ACTIVITY:
I'd like every line from the material below that has "arrays" in it.

PROVIDED DATA:
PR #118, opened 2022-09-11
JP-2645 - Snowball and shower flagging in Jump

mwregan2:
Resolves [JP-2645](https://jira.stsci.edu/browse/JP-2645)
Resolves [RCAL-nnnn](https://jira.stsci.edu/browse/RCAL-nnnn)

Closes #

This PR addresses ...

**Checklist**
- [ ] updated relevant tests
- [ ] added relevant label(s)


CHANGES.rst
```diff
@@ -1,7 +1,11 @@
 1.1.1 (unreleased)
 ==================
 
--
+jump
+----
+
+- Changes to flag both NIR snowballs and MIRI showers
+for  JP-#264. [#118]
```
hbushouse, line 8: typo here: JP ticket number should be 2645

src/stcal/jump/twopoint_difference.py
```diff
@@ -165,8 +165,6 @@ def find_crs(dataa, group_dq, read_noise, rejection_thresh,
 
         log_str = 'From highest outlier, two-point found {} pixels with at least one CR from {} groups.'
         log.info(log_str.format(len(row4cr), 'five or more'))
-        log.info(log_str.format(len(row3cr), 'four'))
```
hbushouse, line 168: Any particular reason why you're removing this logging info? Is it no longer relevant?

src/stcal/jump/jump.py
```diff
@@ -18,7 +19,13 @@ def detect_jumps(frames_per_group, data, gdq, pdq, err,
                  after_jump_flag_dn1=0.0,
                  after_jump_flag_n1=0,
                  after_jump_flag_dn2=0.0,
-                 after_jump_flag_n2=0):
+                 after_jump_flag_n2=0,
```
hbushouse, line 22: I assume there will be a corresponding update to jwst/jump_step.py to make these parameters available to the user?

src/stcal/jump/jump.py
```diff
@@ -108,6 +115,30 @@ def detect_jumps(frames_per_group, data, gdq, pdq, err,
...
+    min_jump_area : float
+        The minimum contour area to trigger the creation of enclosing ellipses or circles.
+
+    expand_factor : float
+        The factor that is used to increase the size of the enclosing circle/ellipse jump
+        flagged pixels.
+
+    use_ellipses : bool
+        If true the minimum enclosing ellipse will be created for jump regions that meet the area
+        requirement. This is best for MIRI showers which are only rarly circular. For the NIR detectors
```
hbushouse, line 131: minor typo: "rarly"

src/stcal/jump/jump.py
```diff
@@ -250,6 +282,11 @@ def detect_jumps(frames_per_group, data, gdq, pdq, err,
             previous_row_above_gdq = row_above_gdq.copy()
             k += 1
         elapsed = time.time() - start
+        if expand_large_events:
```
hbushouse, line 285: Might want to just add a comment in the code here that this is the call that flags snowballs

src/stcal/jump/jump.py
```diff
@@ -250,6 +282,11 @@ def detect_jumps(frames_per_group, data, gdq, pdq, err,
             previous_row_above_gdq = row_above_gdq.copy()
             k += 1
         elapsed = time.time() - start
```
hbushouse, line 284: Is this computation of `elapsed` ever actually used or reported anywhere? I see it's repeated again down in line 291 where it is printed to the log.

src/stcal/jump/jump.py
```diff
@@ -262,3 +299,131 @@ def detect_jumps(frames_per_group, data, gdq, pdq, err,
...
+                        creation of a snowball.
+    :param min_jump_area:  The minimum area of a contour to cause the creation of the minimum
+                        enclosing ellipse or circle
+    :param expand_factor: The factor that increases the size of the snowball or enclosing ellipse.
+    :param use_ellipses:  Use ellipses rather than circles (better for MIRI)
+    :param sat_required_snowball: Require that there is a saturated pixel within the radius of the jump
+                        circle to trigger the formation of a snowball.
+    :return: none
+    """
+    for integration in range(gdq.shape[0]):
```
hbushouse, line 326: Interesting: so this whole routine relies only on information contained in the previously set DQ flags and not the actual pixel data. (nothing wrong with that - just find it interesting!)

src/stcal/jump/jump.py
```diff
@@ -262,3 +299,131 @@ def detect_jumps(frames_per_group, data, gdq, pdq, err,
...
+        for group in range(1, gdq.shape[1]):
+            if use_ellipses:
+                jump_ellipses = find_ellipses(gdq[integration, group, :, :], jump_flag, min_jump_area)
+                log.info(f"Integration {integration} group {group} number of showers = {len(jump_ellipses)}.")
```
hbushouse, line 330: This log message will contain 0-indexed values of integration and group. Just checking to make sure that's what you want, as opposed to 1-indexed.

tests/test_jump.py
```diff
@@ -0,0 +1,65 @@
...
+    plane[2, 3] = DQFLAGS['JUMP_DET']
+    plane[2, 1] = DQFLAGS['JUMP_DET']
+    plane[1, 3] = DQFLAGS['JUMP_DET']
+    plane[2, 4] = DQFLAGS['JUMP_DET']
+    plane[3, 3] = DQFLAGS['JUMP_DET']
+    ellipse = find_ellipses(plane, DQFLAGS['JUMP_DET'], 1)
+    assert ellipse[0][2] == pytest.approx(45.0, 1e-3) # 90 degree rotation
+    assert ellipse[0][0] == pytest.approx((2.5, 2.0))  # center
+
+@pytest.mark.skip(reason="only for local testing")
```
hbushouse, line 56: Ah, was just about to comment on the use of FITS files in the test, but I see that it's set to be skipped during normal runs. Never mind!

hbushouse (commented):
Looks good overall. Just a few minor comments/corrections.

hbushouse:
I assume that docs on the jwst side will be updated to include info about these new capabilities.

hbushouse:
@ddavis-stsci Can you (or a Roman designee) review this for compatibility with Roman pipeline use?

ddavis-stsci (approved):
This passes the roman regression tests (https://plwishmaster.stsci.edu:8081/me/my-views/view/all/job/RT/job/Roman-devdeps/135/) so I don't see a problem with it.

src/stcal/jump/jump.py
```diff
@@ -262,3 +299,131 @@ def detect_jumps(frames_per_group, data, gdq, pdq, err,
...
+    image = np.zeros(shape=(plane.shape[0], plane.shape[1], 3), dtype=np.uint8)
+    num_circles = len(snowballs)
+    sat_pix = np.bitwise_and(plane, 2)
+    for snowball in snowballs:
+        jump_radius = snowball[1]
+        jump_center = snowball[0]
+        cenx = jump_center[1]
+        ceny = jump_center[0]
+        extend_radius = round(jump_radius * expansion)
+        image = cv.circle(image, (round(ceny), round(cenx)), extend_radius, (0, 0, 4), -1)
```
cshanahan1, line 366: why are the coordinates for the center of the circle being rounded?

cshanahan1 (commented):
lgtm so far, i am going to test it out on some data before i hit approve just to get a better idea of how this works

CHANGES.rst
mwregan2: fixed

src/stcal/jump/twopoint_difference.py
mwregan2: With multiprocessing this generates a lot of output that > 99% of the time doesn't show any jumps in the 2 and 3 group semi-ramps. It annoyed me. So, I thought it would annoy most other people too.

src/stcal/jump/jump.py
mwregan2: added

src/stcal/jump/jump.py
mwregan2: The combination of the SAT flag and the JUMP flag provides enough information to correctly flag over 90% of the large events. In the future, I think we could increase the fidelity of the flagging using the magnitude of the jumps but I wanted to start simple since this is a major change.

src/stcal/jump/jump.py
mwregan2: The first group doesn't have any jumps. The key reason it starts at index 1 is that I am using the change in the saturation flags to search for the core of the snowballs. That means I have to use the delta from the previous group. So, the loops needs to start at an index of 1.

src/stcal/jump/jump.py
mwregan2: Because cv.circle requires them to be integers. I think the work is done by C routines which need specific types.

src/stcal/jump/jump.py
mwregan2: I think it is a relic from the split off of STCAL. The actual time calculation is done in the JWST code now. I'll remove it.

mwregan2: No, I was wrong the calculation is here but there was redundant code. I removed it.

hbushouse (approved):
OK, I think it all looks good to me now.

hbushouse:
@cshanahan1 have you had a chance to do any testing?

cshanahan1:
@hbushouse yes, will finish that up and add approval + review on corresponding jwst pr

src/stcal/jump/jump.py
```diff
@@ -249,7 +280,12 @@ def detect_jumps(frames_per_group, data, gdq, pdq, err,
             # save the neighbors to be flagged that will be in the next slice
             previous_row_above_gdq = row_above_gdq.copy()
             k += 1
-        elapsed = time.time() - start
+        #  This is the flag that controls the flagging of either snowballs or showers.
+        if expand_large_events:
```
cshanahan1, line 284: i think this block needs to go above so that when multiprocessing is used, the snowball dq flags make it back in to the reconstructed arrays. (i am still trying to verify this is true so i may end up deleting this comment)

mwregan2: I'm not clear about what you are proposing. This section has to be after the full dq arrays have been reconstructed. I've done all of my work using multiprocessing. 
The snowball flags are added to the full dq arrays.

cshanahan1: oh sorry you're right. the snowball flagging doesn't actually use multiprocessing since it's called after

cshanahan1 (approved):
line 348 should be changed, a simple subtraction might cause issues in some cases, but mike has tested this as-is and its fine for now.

SOLVED EXERCISE:
cshanahan1, line 284: i think this block needs to go above so that when multiprocessing is used, the snowball dq flags make it back in to the reconstructed arrays. (i am still trying to verify this is true so i may end up deleting this comment)
mwregan2: I'm not clear about what you are proposing. This section has to be after the full dq arrays have been reconstructed. I've done all of my work using multiprocessing. 
The snowball flags are added to the full dq arrays.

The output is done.